▶ [ABOUT THIS TASK]: Pull every line holding the word "extern" from the data below and copy it.

▶ [ENTRIES SUPPLIED]:
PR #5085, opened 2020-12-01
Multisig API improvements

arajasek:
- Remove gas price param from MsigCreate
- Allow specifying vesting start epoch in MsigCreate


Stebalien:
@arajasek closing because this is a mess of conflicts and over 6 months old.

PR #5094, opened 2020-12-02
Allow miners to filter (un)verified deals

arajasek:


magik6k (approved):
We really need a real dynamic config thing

---

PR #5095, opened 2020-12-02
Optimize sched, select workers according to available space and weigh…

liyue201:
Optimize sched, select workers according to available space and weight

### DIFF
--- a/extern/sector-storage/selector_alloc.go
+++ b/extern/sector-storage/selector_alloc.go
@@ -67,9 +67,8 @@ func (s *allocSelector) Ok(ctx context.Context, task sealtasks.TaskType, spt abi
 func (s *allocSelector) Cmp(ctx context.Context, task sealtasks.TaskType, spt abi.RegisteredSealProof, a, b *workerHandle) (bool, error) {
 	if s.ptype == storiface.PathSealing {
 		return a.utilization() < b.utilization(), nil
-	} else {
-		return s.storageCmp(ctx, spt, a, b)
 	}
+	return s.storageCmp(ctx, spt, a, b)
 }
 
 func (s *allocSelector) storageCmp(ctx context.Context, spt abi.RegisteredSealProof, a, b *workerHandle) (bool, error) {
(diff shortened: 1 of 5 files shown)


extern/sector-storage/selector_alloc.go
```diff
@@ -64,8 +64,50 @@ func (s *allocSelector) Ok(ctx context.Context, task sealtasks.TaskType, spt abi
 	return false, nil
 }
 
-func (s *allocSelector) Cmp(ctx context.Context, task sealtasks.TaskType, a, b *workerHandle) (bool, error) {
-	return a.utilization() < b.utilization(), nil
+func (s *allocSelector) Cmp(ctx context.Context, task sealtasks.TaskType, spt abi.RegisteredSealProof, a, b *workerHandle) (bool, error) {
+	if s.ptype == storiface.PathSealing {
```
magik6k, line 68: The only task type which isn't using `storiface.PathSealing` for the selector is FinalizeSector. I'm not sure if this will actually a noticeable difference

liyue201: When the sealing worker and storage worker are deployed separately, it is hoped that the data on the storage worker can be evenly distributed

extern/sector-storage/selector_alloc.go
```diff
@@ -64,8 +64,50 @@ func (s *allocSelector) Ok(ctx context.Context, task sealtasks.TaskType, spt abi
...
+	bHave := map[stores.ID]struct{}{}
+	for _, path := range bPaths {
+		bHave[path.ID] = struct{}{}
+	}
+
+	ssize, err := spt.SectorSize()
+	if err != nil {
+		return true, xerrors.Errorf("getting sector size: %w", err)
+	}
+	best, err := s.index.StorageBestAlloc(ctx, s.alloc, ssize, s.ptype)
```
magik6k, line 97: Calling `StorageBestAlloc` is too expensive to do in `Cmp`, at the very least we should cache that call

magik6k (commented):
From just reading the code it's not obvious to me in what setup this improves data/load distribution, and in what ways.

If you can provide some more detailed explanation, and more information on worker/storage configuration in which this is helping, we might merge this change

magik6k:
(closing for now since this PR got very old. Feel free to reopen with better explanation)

▶ [EXERCISE RESULT]:
--- a/extern/sector-storage/selector_alloc.go
+++ b/extern/sector-storage/selector_alloc.go
extern/sector-storage/selector_alloc.go
extern/sector-storage/selector_alloc.go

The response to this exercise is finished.